[[ Excerpted data, beginning ]]

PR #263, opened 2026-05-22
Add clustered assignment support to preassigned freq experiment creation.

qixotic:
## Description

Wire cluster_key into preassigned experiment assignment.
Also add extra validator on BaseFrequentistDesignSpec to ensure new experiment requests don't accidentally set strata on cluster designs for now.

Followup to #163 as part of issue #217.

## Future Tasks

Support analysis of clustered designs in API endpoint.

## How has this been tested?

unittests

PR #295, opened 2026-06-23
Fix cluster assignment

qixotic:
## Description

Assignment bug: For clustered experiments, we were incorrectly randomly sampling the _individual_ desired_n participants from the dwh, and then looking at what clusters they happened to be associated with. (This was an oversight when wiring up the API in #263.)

[[ Excerpted data, end ]]
[[ Excerpted data, beginning ]]

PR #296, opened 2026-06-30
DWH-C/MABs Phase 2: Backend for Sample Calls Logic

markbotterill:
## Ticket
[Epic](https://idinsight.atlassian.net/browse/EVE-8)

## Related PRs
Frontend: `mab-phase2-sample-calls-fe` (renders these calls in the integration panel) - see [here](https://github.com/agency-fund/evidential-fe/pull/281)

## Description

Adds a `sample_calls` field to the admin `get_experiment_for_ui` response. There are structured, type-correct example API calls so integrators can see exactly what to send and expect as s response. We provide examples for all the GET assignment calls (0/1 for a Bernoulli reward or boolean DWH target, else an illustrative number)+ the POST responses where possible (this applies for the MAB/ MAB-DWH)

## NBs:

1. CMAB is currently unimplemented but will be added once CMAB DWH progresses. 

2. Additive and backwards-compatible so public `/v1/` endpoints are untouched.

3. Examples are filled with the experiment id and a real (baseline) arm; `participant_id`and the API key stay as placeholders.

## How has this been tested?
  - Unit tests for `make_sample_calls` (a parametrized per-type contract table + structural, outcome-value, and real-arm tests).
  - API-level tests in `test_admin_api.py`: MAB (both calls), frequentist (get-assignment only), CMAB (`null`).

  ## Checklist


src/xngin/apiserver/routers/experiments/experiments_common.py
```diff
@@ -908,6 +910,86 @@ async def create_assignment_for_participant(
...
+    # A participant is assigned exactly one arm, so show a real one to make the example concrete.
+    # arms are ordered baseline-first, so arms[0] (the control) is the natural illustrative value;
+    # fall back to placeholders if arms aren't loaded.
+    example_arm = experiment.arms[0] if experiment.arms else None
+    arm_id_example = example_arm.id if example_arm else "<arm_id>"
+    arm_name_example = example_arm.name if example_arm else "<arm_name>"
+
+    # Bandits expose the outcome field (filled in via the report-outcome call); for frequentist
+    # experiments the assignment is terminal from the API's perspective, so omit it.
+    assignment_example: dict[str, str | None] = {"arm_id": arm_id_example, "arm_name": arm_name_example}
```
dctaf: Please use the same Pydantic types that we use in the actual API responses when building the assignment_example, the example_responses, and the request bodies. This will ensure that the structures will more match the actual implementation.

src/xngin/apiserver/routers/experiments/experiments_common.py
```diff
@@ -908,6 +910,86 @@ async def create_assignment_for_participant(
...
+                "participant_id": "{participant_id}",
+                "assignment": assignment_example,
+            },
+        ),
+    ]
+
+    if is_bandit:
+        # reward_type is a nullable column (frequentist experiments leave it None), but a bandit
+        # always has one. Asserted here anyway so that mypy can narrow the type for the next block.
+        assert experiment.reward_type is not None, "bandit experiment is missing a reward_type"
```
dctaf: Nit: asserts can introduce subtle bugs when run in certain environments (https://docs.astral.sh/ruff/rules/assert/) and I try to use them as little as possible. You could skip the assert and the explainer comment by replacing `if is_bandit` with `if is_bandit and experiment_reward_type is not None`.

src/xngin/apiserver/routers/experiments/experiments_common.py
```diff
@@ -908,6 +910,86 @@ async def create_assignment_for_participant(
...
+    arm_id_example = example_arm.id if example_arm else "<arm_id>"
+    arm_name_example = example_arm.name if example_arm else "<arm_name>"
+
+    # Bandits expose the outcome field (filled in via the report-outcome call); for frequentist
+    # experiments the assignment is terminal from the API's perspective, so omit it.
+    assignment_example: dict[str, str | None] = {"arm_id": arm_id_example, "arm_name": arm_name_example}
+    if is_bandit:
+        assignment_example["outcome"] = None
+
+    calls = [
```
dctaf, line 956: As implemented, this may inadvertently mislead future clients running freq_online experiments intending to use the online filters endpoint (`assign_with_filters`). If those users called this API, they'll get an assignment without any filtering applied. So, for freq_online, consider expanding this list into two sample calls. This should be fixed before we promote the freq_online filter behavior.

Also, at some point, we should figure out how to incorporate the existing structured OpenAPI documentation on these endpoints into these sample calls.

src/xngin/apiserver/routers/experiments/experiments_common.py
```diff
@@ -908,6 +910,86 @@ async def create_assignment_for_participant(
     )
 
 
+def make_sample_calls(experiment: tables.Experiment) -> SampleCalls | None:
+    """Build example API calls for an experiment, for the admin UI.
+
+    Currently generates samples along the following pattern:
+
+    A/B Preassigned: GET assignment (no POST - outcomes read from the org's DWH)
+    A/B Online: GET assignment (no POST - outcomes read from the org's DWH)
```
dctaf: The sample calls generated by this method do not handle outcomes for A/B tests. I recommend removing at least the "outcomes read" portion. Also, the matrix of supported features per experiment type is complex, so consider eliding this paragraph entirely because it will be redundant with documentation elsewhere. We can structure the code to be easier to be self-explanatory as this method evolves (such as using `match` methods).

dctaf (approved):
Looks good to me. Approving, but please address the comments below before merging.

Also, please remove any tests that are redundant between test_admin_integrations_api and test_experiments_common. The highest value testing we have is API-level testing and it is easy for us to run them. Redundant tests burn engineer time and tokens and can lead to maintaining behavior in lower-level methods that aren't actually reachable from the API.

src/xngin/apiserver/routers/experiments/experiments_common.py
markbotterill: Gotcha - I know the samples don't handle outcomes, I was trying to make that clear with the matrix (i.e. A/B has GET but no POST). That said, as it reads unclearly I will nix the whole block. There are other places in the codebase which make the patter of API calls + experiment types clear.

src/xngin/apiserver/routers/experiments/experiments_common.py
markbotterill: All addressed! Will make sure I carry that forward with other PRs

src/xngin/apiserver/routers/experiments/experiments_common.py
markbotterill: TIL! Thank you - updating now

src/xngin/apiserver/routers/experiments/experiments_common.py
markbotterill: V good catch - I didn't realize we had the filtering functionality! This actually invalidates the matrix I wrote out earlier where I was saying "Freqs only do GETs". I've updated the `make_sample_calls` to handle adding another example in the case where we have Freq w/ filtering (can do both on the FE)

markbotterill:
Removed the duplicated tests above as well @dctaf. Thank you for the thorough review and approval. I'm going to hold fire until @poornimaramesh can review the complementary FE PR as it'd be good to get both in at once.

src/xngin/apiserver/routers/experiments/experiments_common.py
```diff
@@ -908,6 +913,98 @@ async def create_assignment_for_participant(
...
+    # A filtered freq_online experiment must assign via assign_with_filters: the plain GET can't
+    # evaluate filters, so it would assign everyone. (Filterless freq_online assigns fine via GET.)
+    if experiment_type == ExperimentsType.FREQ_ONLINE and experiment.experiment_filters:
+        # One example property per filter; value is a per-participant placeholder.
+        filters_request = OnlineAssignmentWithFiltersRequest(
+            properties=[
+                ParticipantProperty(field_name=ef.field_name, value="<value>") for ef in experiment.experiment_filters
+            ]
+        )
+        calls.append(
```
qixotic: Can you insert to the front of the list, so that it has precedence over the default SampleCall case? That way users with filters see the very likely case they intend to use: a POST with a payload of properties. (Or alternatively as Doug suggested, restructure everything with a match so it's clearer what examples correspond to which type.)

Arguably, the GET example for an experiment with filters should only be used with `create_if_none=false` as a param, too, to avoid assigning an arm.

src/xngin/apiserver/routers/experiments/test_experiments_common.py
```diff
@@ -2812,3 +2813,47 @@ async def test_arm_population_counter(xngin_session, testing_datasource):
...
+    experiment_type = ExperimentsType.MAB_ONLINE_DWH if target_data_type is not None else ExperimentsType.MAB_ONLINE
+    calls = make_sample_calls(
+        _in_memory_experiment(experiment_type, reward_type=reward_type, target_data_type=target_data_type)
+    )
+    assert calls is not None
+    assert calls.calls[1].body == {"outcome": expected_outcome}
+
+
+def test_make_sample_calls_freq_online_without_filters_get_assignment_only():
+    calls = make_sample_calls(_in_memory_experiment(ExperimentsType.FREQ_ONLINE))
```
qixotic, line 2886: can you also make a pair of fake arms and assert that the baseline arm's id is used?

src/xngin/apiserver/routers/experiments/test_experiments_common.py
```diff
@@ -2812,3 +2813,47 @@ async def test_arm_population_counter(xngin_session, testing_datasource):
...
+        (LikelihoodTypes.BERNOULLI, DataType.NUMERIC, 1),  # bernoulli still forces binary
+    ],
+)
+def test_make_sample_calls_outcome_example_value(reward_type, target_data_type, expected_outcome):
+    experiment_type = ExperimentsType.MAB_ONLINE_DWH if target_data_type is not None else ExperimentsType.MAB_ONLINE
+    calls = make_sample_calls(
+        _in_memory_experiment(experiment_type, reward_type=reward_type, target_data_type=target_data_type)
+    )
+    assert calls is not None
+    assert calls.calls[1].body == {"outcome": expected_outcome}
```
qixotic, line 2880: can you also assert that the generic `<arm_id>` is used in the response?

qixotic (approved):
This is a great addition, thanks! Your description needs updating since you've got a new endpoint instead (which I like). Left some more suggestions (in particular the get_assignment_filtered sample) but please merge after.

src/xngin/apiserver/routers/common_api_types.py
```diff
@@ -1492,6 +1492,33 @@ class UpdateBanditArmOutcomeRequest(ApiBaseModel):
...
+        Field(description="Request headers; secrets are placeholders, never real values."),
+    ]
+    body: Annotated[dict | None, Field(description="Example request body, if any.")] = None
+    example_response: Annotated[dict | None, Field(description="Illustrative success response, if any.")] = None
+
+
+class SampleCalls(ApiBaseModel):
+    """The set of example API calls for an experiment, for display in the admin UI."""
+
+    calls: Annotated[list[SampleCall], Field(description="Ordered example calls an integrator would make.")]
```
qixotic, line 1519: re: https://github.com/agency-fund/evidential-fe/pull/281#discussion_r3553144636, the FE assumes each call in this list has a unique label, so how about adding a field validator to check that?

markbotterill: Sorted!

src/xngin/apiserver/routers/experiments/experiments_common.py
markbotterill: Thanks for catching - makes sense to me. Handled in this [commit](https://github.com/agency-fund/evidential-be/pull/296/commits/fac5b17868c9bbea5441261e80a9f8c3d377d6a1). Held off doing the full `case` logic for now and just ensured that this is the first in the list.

[[ Excerpted data, end ]]

Directions: Your response should be each line that includes the word "they", copied from the records.

Task response:
Assignment bug: For clustered experiments, we were incorrectly randomly sampling the _individual_ desired_n participants from the dwh, and then looking at what clusters they happened to be associated with. (This was an oversight when wiring up the API in #263.)
dctaf, line 956: As implemented, this may inadvertently mislead future clients running freq_online experiments intending to use the online filters endpoint (`assign_with_filters`). If those users called this API, they'll get an assignment without any filtering applied. So, for freq_online, consider expanding this list into two sample calls. This should be fixed before we promote the freq_online filter behavior.
qixotic: Can you insert to the front of the list, so that it has precedence over the default SampleCall case? That way users with filters see the very likely case they intend to use: a POST with a payload of properties. (Or alternatively as Doug suggested, restructure everything with a match so it's clearer what examples correspond to which type.)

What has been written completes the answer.